-- WHAT YOU HAVE TO DO --
Every line below that holds the string "type" should be copied out.

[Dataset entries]
PR #329, opened 2021-03-08
Updating dependencies and tools

chrislovecnm:
- updating k8s version to 1.20.2
- updating controller runtime version
- updating controller tools
- adding client generation
- updating all interfaces to comply with changes in the k8s client


pkg/testutil/env/sandbox.go
```diff
@@ -172,20 +175,16 @@ func createServiceAccount(s Sandbox) error {
 }
 
 func startCtrlMgr(t *testing.T, mgr manager.Manager) func() {
-	stop := make(chan struct{})
-	wg := &sync.WaitGroup{}
-	wg.Add(1)
+	ctx, cancel := context.WithCancel(context.Background())
```
chrislovecnm, line 178: @chrisseto this is the only way I could get this to work with the e2e tests.  Do you have a better way?

pkg/kube/helpers.go
```diff
@@ -193,15 +193,19 @@ func CreateOrUpdateAnnotated(ctx context.Context, c client.Client, obj runtime.O
...
-func mutate(f MutateFn, key client.ObjectKey, obj runtime.Object) error {
+func mutate(f MutateFn, key client.ObjectKey, obj client.Object) error {
 	if err := f(); err != nil {
 		return err
 	}
 
-	if newKey, err := client.ObjectKeyFromObject(obj); err != nil || key != newKey {
-		return fmt.Errorf("MutateFn cannot mutate object name and/or object namespace")
-	}
+	// TODO uncertain how to do this
```
chrisseto, line 201: There should be a helper floating around somewhere? It may be sufficient to just save the name & namespace and then compare them after calling `f`?

pkg/testutil/env/sandbox.go
```diff
@@ -81,30 +79,35 @@ type Sandbox struct {
...
-func (s Sandbox) setNamespaceIfMissing(obj apiruntime.Object) apiruntime.Object {
+func (s Sandbox) setNamespaceIfMissing(obj client.Object) client.Object {
 	accessor, _ := meta.Accessor(obj)
 	if accessor.GetNamespace() == "" {
-		obj = obj.DeepCopyObject()
-		accessor, _ = meta.Accessor(obj)
+		runtimeObject := obj.DeepCopyObject()
+		accessor, _ = meta.Accessor(runtimeObject)
 		accessor.SetNamespace(s.Namespace)
+		obj, ok := runtimeObject.(client.Object)
```
chrisseto, line 88: nit: I think you can just do `return runtimeObject.(client.Object)` and the runtime will panic for you if the cast fails.

pkg/testutil/env/sandbox.go
chrisseto: Can you elaborate on what you mean?

According to [the docs](https://pkg.go.dev/sigs.k8s.io/controller-runtime@v0.8.3/pkg/manager#Manager) the preferred method of tearing down the manager is to cancel the passed in context.

If you wanted to remove the tear down func, you could use `t.Cleanup` to cancel the context? My only worry here is whether or not `ctrl-c` will interrupt the test. I think `go test` does some magic to make it work, but I'm not certain.

pkg/testutil/env/sandbox.go
```diff
@@ -172,20 +175,16 @@ func createServiceAccount(s Sandbox) error {
...
 
 	go func() {
-		defer wg.Done()
-		if err := mgr.Start(stop); err != nil {
+		if err := mgr.Start(ctx); err != nil {
 			t.Fatal(err)
 		}
 	}()
 
 	return func() {
```
chrisseto, line 186: nit: `return cancel` is a bit more clear

chrisseto (dismissed):
LGTM, just a handful of nits 👍

pkg/testutil/env/sandbox.go
chrislovecnm: Does the way I refactored it look correct?

e2e/e2e_test.go
```diff
@@ -139,8 +139,8 @@ func TestCreatesSecureCluster(t *testing.T) {
 			requireDatabaseToFunction(t, sb, builder)
 
 			//state, err := sb.Diff()
-			_, err := sb.Diff()
-			require.NoError(t, err)
+			//_, err := sb.Diff()
```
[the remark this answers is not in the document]
chrislovecnm: This is not going to work anymore without a major refactor.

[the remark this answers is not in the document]
chrislovecnm: @keith-mcclellan because we have a job now the e2e tests are not comparing exported yaml.  Personally, I do not like this type of testing, because it is very fragile.  Not certain we want to fix it.  But it is worth a conversation.

.bazelrc
```diff
@@ -1,7 +1,7 @@
 build --workspace_status_command hack/build/print-workspace-status.sh
-test --test_output=errors
+# test --test_output=errors
 #test --test_arg=-test.parallel=8
 
 # helpful for dev
-# test --test_output=streamed
-# test --test_arg=-test.v
+test --test_output=streamed
```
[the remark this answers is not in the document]
chrislovecnm: Need to back out changes

keith-mcclellan (approved):
LGTM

-- ANSWER TO THIS TASK --
@@ -81,30 +79,35 @@ type Sandbox struct {
chrislovecnm: @keith-mcclellan because we have a job now the e2e tests are not comparing exported yaml.  Personally, I do not like this type of testing, because it is very fragile.  Not certain we want to fix it.  But it is worth a conversation.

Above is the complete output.